Script of Scripts (SoS) is a computational environment for the development and execution of scripts in multiple languages for daily computational research. It can be used to develop scripts to analyze data interactively in a Jupyter environment, and, with minimal effort, convert the scripts to a workflow that analyzes a large amount of data in batch mode.
SoS consists of a ployglot notebook that allows the use of multiple kernels in one Jupyter notebook, and a workflow system that is designed for daily computational research. Basically,
The figure is linked to a youtube video for a presentation on SoS during the 2018 JupyterCon, which introduces both SoS Notebook and SoS Workflow System and can be a good starting point for you to learn SoS. The SoS Workflow part starts at 20min.
As an interactive environment and notebook tool that promotes literate programming, SoS allows you to perform and record your analysis in different languages in a single Jupyter notebook, with seamless integration of multiple Jupyter kernels (e.g. python, and R). The ability to exchange data between live jupyter kernels allows you to use the most appropriate languages for different parts of your analyses.
SoS can work with all Jupyter kernels and currently provides native support (with data exchange) for the following languages:
Bash |
JavaScript |
Julia |
MATLAB |
Ruby |
Octave |
Python 2 |
Python 3 |
R |
SAS |
Scilab |
Stata |
TypeScript |
Zsh |
Other langauges can be supported through third-party langauge modules. Please feel free to submit a PR if you would like to list your language modules below:
Most workflow systems have rigorous interfaces and syntaxes for specification of computational tasks. Inevitably, re-factoring codes for these pipeline platforms results in notably different implementations of their non-pipeline counterparts. Therefore, overuse of pipelines, particularly in the early stages of projects, decreases productivity, as researchers are forced to redirect their focus from scientific problems to engineering details. For these reasons, pipelineitis is a nasty disease and prevents the use of workflow tools for exploratory data analysis.
The SoS workflow system is designed for daily data analysis. SoS is extended from Python 3.6 with a minimal ammount of extra syntax. It also follows an incremental design so that you can literally convert your scripts into a workflow in seconds, while allowing the use of more advanced features as needs arise.
SoS follows your definition of workflow that allows you to define workflows in both foward and makefile style, even a mixture of both. More specifically, you can define workflows as ordered steps that would be executed sequentially step by step to process specified input files; or as a set of makefile-style rules that would be executed to generated specified output files; or as a sequence of steps with help from makefile-style steps. SoS automatically analyzes the input and output of steps and execute workflows using a dynamic DAG (Directed Acyclic Graph) that would be expanded and shrinked during the execution.

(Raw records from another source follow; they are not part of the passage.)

Issue #14200, opened 2023-09-26
[BUG] Unexpected errors for groupby agg on empty dask-cudf dataframe


charlesbluca:
**Describe the bug**
I'm encountering unexpected `DataErrors` and `RuntimeErrors` when attempting groupby aggregations on an empty dask-cudf dataframe that I do not encounter with 23.08; it's not immediately obvious if this change was intentional, as these generally seem like groupby aggs that should be somewhat trivial.

**Steps/Code to reproduce bug**
```python
import cudf
import dask_cudf

df = cudf.DataFrame(
    columns=['a', 'b', 'c'],
    dtype={
        'a': 'int64',
        'b': 'datetime64[ns]',
        'c': 'object'})

ddf = dask_cudf.from_cudf(df, npartitions=1)

ddf.groupby(['a']).agg({'b': 'count'}).compute()  # RuntimeError: CUDF failure at: /opt/conda/conda-bld/work/cpp/src/groupby/groupby.cu:166: Invalid type/aggregation combination.
ddf.groupby(['a']).agg({'c': 'count'}).compute()  # DataError: All requested aggregations are unsupported
```

**Expected behavior**
I would expect the same behavior that occurred using dask-cudf 23.08, which in this case returned the respective empty dataframe results of the above groupby aggs.

**Environment overview (please complete the following information)**
 - Environment location: bare metal
 - Method of cuDF install: conda

**Environment details**
<details><summary>Click here to see environment details</summary><pre>
     
     **git***
print_env.sh: 11: [: true: unexpected operator
     Not inside a git repository
     
     ***OS Information***
     DGX_NAME="DGX Server"
     DGX_PRETTY_NAME="NVIDIA DGX Server"
     DGX_SWBUILD_DATE="2023-03-27-13-31-04"
     DGX_SWBUILD_VERSION="5.5.0"
     DGX_COMMIT_ID="b2e06e0"
     DGX_PLATFORM="DGX Server for DGX-1"
     DGX_SERIAL_NUMBER="QTFCOU8220020"
     DISTRIB_ID=Ubuntu
     DISTRIB_RELEASE=20.04
     DISTRIB_CODENAME=focal
     DISTRIB_DESCRIPTION="Ubuntu 20.04.6 LTS"
     NAME="Ubuntu"
     VERSION="20.04.6 LTS (Focal Fossa)"
     ID=ubuntu
     ID_LIKE=debian
     PRETTY_NAME="Ubuntu 20.04.6 LTS"
[...]

PR #14473, opened 2023-11-22
Correct dtype of count aggregations on empty dataframes

wence-:
## Description
A count aggregation should always return an int64 column, even if the grouped dataframe is empty. Previously we did not do this because the short-circuiting for empty inputs was hit before handling the count case. Fix this by reordering the conditions.

- Closes https://github.com/rapidsai/cudf/issues/14200

## Checklist


bdice (approved):
Thanks for the fix.

galipremsagar (approved):

Issue #14471, opened 2023-11-22
[BUG] `pd.Timestamp` objects are not picklable when `cudf.pandas` is active


shwina:
https://github.com/python/cpython/issues/111306 blocks us from proxying `pd.Timestamp`. This means `pd.Timestamp` is the "true" pandas `Timestamp` type, and pickling "true" pandas types is broken when `cudf.pandas` is active:

```python
In [1]: %load_ext cudf.pandas

In [2]: import pandas as pd

In [3]: import pickle

In [4]: pickle.dumps(pd.Timestamp("2001-01-01"))
---------------------------------------------------------------------------
PicklingError                             Traceback (most recent call last)
Cell In[4], line 1
----> 1 pickle.dumps(pd.Timestamp("2001-01-01"))

PicklingError: Can't pickle <built-in function _unpickle_timestamp>: it's not the same object as pandas._libs.tslibs.timestamps._unpickle_timestamp
```

PR #14474, opened 2023-11-22
Enable `pd.Timestamp` objects to be picklable when `cudf.pandas` is active

shwina:
Closes https://github.com/rapidsai/cudf/issues/14471.

This PR makes `Timestamp` objects picklable by registering a custom reducer for `pd.Timestamp` objects when `cudf.pandas` is active.


python/cudf/cudf/pandas/_wrappers/pandas.py
```diff
@@ -1304,3 +1305,50 @@ def _df_query_method(self, *args, local_dict=None, global_dict=None, **kwargs):
...
+    with disable_module_accelerator():
+        # args can contain objects that are unpicklable
+        # when the module accelerator is disabled
+        # (freq is of a proxy type):
+        pickled_args = pickle.dumps(ts.__reduce__())
+
+    return _unpickle_timestamp, (pickled_args,)
+
+
+def _unpickle_timedelta(pickled_args):
```
bdice, line 1332: How is `_unpickle_timedelta` different from `_unpickle_timestamp`? Similarly for `_reduce_*`. They look identical to me. Do we need this duplication or can we simplify things?

vyasr: Agreed, this looks like it can be deduplicated.

vyasr (approved):
Approving assuming Bradley's question about duplication is addressed.

PR #14476, opened 2023-11-22
Move creation of env.yaml outside the current directory

davidwendt:
## Description
Moves the creation of the `env.yaml` file in build scripts to a temporary directory instead of the current directory.

During the CI builds, a `env.yaml` file is created for use with a mamba call later in the script. This is a problem when trying to reproduce CI locally when the launched docker container tries to create this file locally as root. If the user does not have root access (or equivalent permissions), the file is not created and the process aborts.

The same error occurs when creating the `test_results` directory when the `RAPIDS_TEST_DIR` is not set. In this case the script tries to create the `test_results` in the current working directory.

## Checklist


vyasr:
Could we port this change to other repos as well? We have a new tool [rapids-reviser](https://github.com/rapidsai/rapids-reviser) that can help automate that change, @bdice could probably show you how to set this up (although scripting this change is slightly nontrivial relative to our usual since this isn't just a single sed replacement but also a new line addition).

ci/build_docs.sh
```diff
@@ -6,12 +6,14 @@ set -euo pipefail
 rapids-logger "Create test conda environment"
 . /opt/conda/etc/profile.d/conda.sh
 
+ENV_YAML_DIR="$(mktemp -d)"
+
 rapids-dependency-file-generator \
   --output conda \
   --file_key docs \
-  --matrix "cuda=${RAPIDS_CUDA_VERSION%.*};arch=$(arch);py=${RAPIDS_PY_VERSION}" | tee env.yaml
+  --matrix "cuda=${RAPIDS_CUDA_VERSION%.*};arch=$(arch);py=${RAPIDS_PY_VERSION}" | tee ${ENV_YAML_DIR}/env.yaml
```
raydouglass, line 14: While unlikely in regular usage, someone could mess with `TMPDIR` and add a space to the directory, so just quote usage of the `ENV_YAML_DIR`.

This should be done everywhere.

```suggestion
  --matrix "cuda=${RAPIDS_CUDA_VERSION%.*};arch=$(arch);py=${RAPIDS_PY_VERSION}" | tee "${ENV_YAML_DIR}/env.yaml"
```

ci/build_docs.sh
```diff
@@ -6,12 +6,14 @@ set -euo pipefail
 rapids-logger "Create test conda environment"
 . /opt/conda/etc/profile.d/conda.sh
 
+ENV_YAML_DIR="$(mktemp -d)"
```
raydouglass, line 9: Not strictly necessary since these scripts almost always run in a container, but cleaning up temp directories isn't a bad idea.

```suggestion
ENV_YAML_DIR="$(mktemp -d)"
trap 'rm -rf -- "$ENV_YAML_DIR"' EXIT
```

ajschmidt8: Aren't temp directories cleared on boot automatically? I'd vote to omit this extra line to keep things as succinct as possible.

ajschmidt8 (approved):
thanks David

vyasr:
I'm fine with getting this merged ASAP, but could we open an issue to track https://github.com/rapidsai/cudf/pull/14476#issuecomment-1823235867?

PR #14477, opened 2023-11-22
Enable doxygen XML generation and fix issues

vyasr:
## Description

Doxygen-generated XML is parsed by Breathe, so this is a prerequisite for #13846.

## Checklist

### DIFF
--- a/cpp/include/cudf_test/column_wrapper.hpp
+++ b/cpp/include/cudf_test/column_wrapper.hpp
@@ -177,6 +177,9 @@ rmm::device_buffer make_elements(InputIterator begin, InputIterator end)
     elements.data(), size * sizeof(ElementTo), cudf::test::get_default_stream()};
 }
 
+// The two signatures below are identical to the above overload apart from
+// SFINAE so doxygen sees it as a duplicate.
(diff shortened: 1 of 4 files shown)


cpp/include/cudf_test/column_wrapper.hpp
```diff
@@ -177,6 +177,9 @@ rmm::device_buffer make_elements(InputIterator begin, InputIterator end)
     elements.data(), size * sizeof(ElementTo), cudf::test::get_default_stream()};
 }
 
+// The two signatures below are identical to the above overload apart from
+// SFINAE so doxygen sees it as a duplicate.
+//! @cond Doxygen_Suppress
```
karthikeyann, line 182: will `@copydoc` work without warnings/errors?
Add an extra line below in addition to copydoc mentioning that this is specialization for that type (fixed_point, non-fixed_point).

vyasr: No, that didn't work for me. The problem is that the function signature is the same so doxygen sees two identical functions. It doesn't seem to understand the template specialization via SFINAE, only explicitly template specialization.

One of the major obstacles for reproducible data analysis is the fact that large workflows need to exploit remote computational resources, which usually involves logging to remote systems, creating system-specific wrapper scripts, submitting jobs and collecting results are the jobs are done. With SoS' remote execution model, all these steps are simplified so that you can submit tasks to different remote hosts and cluster systems, all from your local desktop or laptop.
The SoS workflow system can be embeded to SoS notebooks and be executed both from command line or from within the notebook. This allows SoS notebooks to include scientific narratives, workflow descriptions, sample input and output, along with the embedded workflows, which makes them much more readable, therefore much easier to share than other workflow systems, and becomes a perfect medium for the sharing of analytic procedures for daily data analysis.